◆ PROBLEM REQUIREMENTS:
Look through the material below and return every line that contains "step".

◆ SUPPLIED RECORDS:
════════════════════

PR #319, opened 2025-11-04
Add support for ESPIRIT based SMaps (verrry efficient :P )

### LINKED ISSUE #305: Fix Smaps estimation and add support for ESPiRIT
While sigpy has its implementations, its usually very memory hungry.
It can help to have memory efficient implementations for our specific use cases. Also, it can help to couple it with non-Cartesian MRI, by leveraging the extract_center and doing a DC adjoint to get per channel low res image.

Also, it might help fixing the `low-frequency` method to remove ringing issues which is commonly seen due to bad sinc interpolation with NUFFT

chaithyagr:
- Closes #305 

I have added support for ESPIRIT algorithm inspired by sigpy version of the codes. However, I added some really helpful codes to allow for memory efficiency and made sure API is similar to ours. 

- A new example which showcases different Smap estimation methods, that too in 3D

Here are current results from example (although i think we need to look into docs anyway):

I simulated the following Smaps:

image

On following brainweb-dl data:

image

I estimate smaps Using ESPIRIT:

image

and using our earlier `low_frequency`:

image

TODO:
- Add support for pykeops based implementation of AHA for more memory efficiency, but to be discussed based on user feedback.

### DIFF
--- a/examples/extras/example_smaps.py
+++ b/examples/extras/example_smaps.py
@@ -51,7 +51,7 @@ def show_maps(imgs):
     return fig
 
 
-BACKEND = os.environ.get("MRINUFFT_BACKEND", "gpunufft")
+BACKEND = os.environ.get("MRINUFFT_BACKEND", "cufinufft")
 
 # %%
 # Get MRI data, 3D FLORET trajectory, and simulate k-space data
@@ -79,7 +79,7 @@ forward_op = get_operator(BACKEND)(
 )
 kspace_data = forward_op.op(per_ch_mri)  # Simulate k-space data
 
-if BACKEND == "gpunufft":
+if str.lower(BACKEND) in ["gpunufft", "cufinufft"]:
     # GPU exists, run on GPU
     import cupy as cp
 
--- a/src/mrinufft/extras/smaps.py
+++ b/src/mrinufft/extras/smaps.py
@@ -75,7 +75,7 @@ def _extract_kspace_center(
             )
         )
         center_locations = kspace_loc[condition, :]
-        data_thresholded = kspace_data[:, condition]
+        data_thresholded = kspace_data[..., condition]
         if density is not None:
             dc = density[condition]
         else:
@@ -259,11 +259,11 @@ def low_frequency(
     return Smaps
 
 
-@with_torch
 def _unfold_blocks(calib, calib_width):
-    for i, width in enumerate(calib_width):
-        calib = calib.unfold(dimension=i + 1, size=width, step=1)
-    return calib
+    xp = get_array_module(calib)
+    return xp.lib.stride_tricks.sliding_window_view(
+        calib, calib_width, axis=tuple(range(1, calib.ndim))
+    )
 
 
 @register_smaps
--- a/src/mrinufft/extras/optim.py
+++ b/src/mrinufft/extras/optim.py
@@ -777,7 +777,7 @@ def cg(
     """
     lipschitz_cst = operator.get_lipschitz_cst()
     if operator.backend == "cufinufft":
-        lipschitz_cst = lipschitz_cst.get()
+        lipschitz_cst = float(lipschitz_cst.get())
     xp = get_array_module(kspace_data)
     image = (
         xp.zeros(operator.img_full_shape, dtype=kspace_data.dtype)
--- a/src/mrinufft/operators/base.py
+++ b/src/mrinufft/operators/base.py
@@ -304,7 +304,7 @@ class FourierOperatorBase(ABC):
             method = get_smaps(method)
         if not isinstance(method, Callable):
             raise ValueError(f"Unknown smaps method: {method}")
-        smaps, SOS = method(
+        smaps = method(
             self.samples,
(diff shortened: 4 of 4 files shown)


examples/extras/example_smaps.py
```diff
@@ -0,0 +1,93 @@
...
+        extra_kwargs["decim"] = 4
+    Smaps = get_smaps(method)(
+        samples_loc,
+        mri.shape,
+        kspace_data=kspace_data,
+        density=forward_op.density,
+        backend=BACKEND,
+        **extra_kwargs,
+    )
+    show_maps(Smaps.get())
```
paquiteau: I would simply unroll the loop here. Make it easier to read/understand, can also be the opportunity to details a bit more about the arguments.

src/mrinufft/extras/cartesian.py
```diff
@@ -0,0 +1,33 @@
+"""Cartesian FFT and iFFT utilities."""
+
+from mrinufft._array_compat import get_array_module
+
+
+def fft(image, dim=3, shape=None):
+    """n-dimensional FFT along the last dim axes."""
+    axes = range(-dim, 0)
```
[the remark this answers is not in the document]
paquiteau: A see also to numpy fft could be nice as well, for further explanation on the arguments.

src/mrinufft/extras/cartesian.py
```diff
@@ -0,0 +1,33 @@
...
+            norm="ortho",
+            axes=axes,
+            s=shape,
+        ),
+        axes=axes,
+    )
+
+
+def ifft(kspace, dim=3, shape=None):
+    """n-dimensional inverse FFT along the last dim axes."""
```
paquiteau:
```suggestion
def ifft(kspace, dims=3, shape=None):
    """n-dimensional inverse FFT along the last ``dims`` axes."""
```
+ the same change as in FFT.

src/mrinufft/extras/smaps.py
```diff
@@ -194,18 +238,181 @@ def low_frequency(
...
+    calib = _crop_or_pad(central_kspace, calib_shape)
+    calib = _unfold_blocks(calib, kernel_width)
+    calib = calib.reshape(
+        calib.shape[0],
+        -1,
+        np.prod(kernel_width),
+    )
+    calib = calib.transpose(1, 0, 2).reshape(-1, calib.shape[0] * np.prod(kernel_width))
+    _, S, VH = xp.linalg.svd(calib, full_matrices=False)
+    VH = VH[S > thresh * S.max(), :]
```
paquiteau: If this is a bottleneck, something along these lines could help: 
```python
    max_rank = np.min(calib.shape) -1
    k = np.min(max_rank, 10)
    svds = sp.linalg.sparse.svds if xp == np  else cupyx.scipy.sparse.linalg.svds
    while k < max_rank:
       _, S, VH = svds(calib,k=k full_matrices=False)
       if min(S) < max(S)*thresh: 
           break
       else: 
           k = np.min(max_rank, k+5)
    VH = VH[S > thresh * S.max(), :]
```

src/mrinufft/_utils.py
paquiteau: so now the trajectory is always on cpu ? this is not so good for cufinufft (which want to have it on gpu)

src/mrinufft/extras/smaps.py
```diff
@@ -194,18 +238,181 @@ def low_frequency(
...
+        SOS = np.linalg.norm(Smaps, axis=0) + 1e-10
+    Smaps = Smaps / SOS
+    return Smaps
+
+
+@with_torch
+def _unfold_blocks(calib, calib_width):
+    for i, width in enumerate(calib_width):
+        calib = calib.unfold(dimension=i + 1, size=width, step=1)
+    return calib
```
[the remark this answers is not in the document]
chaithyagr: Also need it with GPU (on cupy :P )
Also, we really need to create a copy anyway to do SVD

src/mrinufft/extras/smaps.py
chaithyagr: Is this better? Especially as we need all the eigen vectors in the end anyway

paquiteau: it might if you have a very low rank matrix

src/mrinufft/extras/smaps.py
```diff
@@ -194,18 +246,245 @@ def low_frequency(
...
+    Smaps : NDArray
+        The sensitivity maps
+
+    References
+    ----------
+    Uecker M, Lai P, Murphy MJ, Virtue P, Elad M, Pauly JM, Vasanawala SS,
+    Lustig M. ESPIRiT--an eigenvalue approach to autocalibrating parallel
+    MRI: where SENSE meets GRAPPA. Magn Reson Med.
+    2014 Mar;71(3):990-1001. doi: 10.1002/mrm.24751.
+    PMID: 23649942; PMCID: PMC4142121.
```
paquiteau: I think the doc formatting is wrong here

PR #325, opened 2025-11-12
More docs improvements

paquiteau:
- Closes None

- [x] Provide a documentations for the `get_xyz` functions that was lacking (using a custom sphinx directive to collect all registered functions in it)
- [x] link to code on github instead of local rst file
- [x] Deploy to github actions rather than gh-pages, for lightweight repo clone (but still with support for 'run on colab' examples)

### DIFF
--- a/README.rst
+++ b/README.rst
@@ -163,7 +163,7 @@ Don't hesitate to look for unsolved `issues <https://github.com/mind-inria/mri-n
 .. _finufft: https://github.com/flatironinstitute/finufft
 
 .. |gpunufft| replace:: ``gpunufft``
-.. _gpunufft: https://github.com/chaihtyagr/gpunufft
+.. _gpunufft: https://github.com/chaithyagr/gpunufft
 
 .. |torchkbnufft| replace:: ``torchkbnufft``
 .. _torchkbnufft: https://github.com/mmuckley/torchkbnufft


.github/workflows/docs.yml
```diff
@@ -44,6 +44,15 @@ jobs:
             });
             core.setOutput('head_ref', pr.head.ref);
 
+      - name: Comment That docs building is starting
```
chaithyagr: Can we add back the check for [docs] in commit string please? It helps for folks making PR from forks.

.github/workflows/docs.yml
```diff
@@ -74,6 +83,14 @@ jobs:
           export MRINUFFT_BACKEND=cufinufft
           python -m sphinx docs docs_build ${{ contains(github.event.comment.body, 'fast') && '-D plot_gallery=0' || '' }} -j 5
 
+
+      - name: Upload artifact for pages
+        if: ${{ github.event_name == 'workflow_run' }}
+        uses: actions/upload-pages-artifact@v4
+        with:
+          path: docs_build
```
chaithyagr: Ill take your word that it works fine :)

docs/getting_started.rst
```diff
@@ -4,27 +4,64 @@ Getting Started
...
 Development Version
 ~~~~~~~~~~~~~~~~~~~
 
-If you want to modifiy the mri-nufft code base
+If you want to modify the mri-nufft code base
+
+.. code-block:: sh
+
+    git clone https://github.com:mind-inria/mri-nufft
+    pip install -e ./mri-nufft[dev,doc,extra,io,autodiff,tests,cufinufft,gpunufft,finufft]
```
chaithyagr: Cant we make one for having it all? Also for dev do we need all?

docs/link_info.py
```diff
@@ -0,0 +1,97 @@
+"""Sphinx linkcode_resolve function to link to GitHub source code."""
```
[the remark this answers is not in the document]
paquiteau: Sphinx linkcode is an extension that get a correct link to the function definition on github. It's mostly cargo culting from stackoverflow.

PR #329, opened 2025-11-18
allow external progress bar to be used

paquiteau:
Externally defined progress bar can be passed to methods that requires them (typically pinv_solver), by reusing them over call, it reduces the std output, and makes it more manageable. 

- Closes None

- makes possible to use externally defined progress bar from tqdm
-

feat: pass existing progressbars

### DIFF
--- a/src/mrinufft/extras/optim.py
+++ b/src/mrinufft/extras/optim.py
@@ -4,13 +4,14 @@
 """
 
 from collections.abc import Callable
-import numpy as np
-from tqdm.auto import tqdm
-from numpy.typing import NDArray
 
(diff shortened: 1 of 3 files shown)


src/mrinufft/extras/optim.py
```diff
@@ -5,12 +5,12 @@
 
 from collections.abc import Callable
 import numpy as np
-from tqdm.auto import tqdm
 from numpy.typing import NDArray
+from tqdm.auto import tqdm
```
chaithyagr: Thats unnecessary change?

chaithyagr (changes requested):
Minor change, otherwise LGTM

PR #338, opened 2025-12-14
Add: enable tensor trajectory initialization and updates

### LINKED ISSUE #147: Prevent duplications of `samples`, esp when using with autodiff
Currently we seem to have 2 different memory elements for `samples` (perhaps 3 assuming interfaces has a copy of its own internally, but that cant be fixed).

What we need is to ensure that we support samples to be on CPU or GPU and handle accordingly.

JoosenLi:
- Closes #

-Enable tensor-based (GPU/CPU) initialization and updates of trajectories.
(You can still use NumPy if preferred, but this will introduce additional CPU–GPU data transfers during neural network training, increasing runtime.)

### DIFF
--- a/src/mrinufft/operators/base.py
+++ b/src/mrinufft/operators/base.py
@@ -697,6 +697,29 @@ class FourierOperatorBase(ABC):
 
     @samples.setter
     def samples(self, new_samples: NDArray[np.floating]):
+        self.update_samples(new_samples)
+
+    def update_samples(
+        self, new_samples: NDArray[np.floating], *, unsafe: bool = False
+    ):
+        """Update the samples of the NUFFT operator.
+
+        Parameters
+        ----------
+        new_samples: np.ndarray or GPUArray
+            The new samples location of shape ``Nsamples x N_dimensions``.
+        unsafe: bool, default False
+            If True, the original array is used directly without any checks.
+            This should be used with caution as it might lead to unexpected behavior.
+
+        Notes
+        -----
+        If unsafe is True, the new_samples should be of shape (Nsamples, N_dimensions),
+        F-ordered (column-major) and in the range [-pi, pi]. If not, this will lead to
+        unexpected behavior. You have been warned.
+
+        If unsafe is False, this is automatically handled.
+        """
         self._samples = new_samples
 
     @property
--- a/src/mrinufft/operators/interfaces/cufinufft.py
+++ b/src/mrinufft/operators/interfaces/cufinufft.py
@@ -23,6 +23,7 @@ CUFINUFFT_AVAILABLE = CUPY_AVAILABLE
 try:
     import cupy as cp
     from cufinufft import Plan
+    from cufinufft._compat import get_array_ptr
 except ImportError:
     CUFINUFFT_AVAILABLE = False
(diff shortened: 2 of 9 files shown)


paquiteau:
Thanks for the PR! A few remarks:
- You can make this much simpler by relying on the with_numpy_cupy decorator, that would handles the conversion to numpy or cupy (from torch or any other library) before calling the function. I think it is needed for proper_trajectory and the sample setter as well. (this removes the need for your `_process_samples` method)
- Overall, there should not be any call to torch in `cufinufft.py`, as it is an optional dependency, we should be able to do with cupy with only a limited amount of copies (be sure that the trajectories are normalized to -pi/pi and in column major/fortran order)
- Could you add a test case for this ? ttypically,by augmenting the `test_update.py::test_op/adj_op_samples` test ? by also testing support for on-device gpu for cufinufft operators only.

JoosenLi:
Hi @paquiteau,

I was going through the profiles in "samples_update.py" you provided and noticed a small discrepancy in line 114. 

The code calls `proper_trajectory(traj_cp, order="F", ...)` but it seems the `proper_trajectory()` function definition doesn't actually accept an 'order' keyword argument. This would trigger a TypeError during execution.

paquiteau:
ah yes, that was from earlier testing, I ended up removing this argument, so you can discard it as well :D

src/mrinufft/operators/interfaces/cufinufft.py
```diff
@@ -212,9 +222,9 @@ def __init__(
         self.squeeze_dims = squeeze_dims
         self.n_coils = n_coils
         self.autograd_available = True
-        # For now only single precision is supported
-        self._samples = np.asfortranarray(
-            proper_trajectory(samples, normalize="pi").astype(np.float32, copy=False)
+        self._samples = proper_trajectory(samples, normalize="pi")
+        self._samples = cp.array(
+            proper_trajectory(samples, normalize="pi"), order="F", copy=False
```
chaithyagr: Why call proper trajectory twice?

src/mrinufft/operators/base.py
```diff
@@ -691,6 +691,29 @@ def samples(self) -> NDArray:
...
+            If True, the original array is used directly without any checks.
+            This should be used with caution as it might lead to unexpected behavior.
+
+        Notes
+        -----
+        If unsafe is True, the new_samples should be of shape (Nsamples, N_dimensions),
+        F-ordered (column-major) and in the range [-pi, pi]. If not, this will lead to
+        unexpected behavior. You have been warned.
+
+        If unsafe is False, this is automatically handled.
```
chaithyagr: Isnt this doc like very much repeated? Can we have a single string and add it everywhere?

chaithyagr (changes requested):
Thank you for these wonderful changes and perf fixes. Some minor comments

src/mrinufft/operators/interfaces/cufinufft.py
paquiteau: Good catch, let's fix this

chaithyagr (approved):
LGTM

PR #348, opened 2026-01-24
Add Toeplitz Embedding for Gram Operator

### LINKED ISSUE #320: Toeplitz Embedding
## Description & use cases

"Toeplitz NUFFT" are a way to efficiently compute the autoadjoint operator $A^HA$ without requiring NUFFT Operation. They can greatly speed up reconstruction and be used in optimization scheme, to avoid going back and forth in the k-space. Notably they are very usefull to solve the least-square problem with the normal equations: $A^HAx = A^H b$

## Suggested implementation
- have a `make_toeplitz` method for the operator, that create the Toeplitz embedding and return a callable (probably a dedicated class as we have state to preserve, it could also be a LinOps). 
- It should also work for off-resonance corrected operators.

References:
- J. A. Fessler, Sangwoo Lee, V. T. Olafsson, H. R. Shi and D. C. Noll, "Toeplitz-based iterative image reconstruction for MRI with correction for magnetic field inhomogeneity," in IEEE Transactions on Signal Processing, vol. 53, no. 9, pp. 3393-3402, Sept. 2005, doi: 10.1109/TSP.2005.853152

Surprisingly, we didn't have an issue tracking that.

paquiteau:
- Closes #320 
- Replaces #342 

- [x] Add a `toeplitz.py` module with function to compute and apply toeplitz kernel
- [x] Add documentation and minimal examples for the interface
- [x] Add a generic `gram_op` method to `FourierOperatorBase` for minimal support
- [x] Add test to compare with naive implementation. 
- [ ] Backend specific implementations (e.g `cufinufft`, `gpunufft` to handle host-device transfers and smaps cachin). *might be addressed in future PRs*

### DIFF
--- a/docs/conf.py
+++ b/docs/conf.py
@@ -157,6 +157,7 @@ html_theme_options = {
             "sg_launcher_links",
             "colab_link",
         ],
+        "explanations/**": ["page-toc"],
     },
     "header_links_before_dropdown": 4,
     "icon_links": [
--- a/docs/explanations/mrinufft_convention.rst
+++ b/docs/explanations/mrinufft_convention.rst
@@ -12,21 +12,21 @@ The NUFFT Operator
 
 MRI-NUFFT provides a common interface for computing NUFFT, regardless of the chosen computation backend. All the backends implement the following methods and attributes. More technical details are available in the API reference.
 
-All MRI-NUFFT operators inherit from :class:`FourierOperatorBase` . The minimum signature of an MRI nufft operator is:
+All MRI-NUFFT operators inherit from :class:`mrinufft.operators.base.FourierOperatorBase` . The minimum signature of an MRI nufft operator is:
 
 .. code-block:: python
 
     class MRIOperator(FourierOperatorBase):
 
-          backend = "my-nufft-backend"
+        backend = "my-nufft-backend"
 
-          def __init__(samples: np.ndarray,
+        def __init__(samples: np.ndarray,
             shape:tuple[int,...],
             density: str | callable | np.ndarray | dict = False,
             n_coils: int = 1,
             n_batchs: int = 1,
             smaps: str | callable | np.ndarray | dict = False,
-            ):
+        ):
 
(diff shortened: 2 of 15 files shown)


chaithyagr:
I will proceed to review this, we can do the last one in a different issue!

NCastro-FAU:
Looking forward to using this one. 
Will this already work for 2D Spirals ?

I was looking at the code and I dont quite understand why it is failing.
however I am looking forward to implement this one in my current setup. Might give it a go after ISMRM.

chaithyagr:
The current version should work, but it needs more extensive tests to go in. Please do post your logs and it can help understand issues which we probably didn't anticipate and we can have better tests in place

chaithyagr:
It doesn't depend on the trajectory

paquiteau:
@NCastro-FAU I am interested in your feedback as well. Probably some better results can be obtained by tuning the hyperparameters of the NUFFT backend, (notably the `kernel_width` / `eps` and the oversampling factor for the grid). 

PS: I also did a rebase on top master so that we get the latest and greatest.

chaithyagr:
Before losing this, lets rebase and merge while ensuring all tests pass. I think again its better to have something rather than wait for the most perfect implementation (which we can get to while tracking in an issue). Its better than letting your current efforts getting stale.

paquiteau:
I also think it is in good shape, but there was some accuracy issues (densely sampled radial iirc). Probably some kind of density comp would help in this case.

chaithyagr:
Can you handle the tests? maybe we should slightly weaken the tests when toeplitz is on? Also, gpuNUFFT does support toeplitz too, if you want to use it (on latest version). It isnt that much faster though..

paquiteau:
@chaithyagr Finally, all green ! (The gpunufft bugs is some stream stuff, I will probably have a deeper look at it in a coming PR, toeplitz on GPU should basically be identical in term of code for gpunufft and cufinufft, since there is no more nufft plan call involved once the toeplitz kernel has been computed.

════════════════════

◆ RESULT OF THIS EXERCISE:
-        calib = calib.unfold(dimension=i + 1, size=width, step=1)
+        calib = calib.unfold(dimension=i + 1, size=width, step=1)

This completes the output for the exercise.